Framingham's downtown has a lot of potential, but someone needs a vision to dramatically improve the streetscape and mix of businesses, add residential so that residents WANT to walk from home to businesses. Planners must make sure there aren't huge gaps in the retail area streetscape, either physically (with unsightly setbacks and parking lots at the sidewalk) or commercially (with businesses that don't add to the necessary critical mass. If you want to draw people to an area to stroll, shop and eat, you don't want a lot of things like first-floor insurance companies and medical offices. There's nothing wrong with insurance companies and medical offices, but they don't add to the ambiance when people are out strolling.
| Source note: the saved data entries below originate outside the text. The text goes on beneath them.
PR #623, opened 2020-07-24
Add Case, NewCase request/reponse defs to curator service

khmoran:


khmoran:
[S#7: Design & implement 'Case' API entity in curator service](https://trello.com/c/gnnb3fDQ/290-s7-design-implement-case-api-entity-in-curator-service)

verification/curator-service/api/openapi/openapi.yaml
```diff
@@ -500,11 +503,154 @@ components:
...
+                type: string
+            occupation:
+              type: string
+        location:
+          $ref: "#/components/schemas/Location"
+        events:
+          description: > 
+            An event with name "confirmed" must be specified. Other event names
+            include onsetSymptoms, firstClinicalConsultation, selfIsolation,
+            hospitalAdmission, icuAdmission, and outcome.
```
axmb, line 549: Not a change to make now, but if we're dictating the title of events, I wonder if the `name` should be an enum. Or for lack of that, if this is the best place to document the "standard" value set.

verification/curator-service/api/openapi/openapi.yaml
```diff
@@ -522,9 +689,27 @@ components:
...
+        newly-created cases.
+      allOf:
+        - $ref: "#/components/schemas/Case"
+      properties:
+        caseReference:
+          required:
+            - sourceId
+            - sourceUrl
+        location:
+          description: Note that either `geometry` or `query` is required.
```
axmb, line 703: Isn't it `query || (geometry && country && geoResolution)`?

verification/curator-service/api/openapi/openapi.yaml
khmoran: yeah enum probably makes sense -- add a todo

verification/curator-service/api/openapi/openapi.yaml
khmoran: yes, thanks!

Issue #607, opened 2020-07-22
Rename org and repo


attwad:
We need to be Global.Health not open-covid-data and we need a repo name that is not temporary.

https://docs.github.com/en/github/setting-up-and-managing-organizations-and-teams/renaming-an-organization

https://docs.github.com/en/github/administering-a-repository/renaming-a-repository

Happy to volunteer and break everyone once we have a repo name and are ready to go.

dakrownie:
@attwad Who needs to make the decision on this?

attwad:
Long term owners (so not us), perhaps Jared, Moritz and Spencer?

dakrownie:
@JaredHawkins Please make the call or direct this to someone who can.

JaredHawkins:
Moritz owns this repo, though perhaps we should have it transferred over to BCH as part of the handoff?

Upstairs or side streets work better in the heart of your retail area.) And you don't want it a ghost town after 6 pm.
August 19, 2007
The rebirth of Union Square, thanks to some specialization
And today? "Union Square is becoming a one-stop destination for those who consider themselves health-conscious, eco-friendly and deserving of the kind of spiritual and bodily nurturing that in the past was mainly the province of spa vacations," says the Times in an intriguing neighborhood report, A Harmonic Convergence in Union Square.
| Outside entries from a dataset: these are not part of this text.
PR #628, opened 2020-07-27
add title to edit page as per mocks

attwad:
Add
image

We don't have a link to the data entry guide yet so didn't add that.

### DIFF
--- a/verification/curator-service/ui/src/components/CaseForm.tsx
+++ b/verification/curator-service/ui/src/components/CaseForm.tsx
@@ -1,6 +1,6 @@
 import * as Yup from 'yup';
 
-import { Button, LinearProgress } from '@material-ui/core';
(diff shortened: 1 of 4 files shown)


verification/curator-service/ui/src/components/CaseForm.tsx
```diff
@@ -796,6 +796,13 @@ class CaseForm extends React.Component<Props, CaseFormState> {
                                 </div>
                             </nav>
                             <div className={classes.form}>
+                                <Typography variant="h4">
+                                    Enter the details for a new case
```
allysonjp715, line 800: We should change this text (the new case part) depending on if it's the new case or edit case flow.

attwad: sounds good, done.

This is yet another example of how an urban neighborhood rejuvenated by specializing in something. The area takes advantage of its density and offers a sense of place that attracts outsiders, because it has a critical mass of something that appeals to residents and visitors alike.
"With its high concentration of popular organic food suppliers like Whole Foods and Trader Joe’s, plus gyms (a half-dozen major ones in a 10-block radius), yoga and Pilates studios, alternative health practitioners, spas and other peddlers of vitality, Union Square may be the city’s greenest neighborhood. . . . Over the last six years, there has been a proliferation of spas and other personal care businesses in the area."
People come from neighborhoods across New York to enjoy free yoga in the park, the farmer's market, healthy meals, and fitness classes. The main worry now is that the neighborhood, like so many others in the city, is getting too expensive. "This is a new face of new New York: an upscale, health-conscious district," Rutgers professor Robert Snyder told the Times.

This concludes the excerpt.